Get yourself one of these bad boys! In the wide style, the 20 tooth worked well for my tight coated GSD, but if you have a long coat or plushier coat, a 13 would probably work better

Mars Double Wide Coarse 18 Blade - Online Pet Store


----------



## Wolfenstein

I know all of this is years old, but I just found this thread and it's stickied, so I'm writing, anyway! 



Freestep said:


> THE FURMINATOR:
> 
> The thing to remember with the Furminator is to use a light touch, like you are just petting the dog with it. You don't need to use a lot of pressure; keep your wrist relaxed and just let the tool do the work. Don't go over one spot for too long, and be extra careful over any bony areas. 5-10 minutes of Furminating once or twice a week is plenty. If you over-furminate, you may end up with bald spots or skin irritation. You definitely can remove more hair than you mean to if you aren't careful!
> 
> You will hear people say that the Furminator "ruins" the coat. This is not true if you use it properly. I'm a professional groomer, and I use the Furminator all the time with NO coat damage whatsoever. It is not designed to cut hair, only to grab the loose hairs while allowing the live hair to slide through undamaged.

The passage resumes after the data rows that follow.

PR #1339, opened 2021-06-25
[resnet] Implement test run to resnet

zhoonit:
- [resnet] Implement test run to resnet

```
**Changes proposed**
- Add dataloader with interface `next()`.
- Add RandomDataLoader as an example
- Minor bug fixes to the model architecture regarding name
- Add routine to train the model

**Self evaluation:**

```

### DIFF
--- a/Applications/Resnet/jni/cifar_dataloader.cpp
+++ b/Applications/Resnet/jni/cifar_dataloader.cpp
@@ -1,0 +1,105 @@
+// SPDX-License-Identifier: Apache-2.0
+/**
+ * Copyright (C) 2020 Jihoon Lee <jhoon.it.lee@samsung.com>
+ *
+ * @file   cifar_dataloader.h
+ * @date   24 Jun 2021s
+ * @brief  dataloader for cifar
+ * @see    https://github.com/nnstreamer/nntrainer
+ * @author Jihoon Lee <jhoon.it.lee@samsung.com>
+ * @bug    No known bugs except for NYI items
+ */
+
+#include "cifar_dataloader.h"
+
+#include <nntrainer_error.h>
+#include <random>
+
+namespace nntrainer::resnet {
+
+RandomDataLoader::RandomDataLoader(const std::vector<TensorDim> &input_shapes,
+                                   const std::vector<TensorDim> &output_shapes,
+                                   int data_size) :
+  iteration(0),
+  iteration_for_one_epoch(data_size),
+  input_shapes(input_shapes),
+  output_shapes(output_shapes),
+  input_dist(0, 255),
+  label_dist(0, output_shapes.front().width() - 1) {
+  NNTR_THROW_IF(output_shapes.empty(), std::invalid_argument)
+    << "output_shape size empty not supported";
+  NNTR_THROW_IF(output_shapes.size() > 1, std::invalid_argument)
+    << "output_shape size > 1 is not supported";
+
+  iteration_for_one_epoch /= output_shapes.front().batch();
+}
+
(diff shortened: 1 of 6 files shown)


zhoonit:
v2. There is a patch added to prohibit testing, (it takes around two minutes in my machine so disabled with an option)

jijoongmoon (approved):
LGTM

zhoonit:
> Do you plan to implement resnet with ini format as well (may be using backbone)?

Yes, after saving api I am thinking to make one directly :)

Applications/Resnet/jni/cifar_dataloader.cpp
```diff
@@ -0,0 +1,105 @@
...
+          *label = (generated_label == j);
+          label++;
+        }
+        break;
+      }
+      }
+    }
+  };
+
+  if (fill_last() == true) {
```
kparichay, line 77: so in this case, fill_last does not fill in any data?

Applications/Resnet/jni/cifar_dataloader.cpp
```diff
@@ -0,0 +1,105 @@
...
+      case 1: { /// case of single integer value
+        *label = generated_label;
+        label++;
+        break;
+      }
+      default: { /// case of one hot
+        for (unsigned int j = 0; j < length; ++j) {
+          *label = (generated_label == j);
+          label++;
+        }
```
kparichay, line 70:
```suggestion
if (generated_label >= length)
  throw std::invalid_argument("Label out of range");
*(label + generated_label) = 1;
label += length;
```

Applications/Resnet/jni/main.cpp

I was just thinking this was the best Furminator advice I'd ever read, and then I saw you were a groomer! haha! :toasting:



blackshep said:


> I don't like the furminator, as it doesn't get right down past the guard hairs IMO


The thing with the Furminator, in my experience, is that it only really works for very specific types of coats. I'd probably say on MOST coats it's just going to either glide over the top, or get stuck in longer hair. But when you hit that sweet spot where it actually works, watch out!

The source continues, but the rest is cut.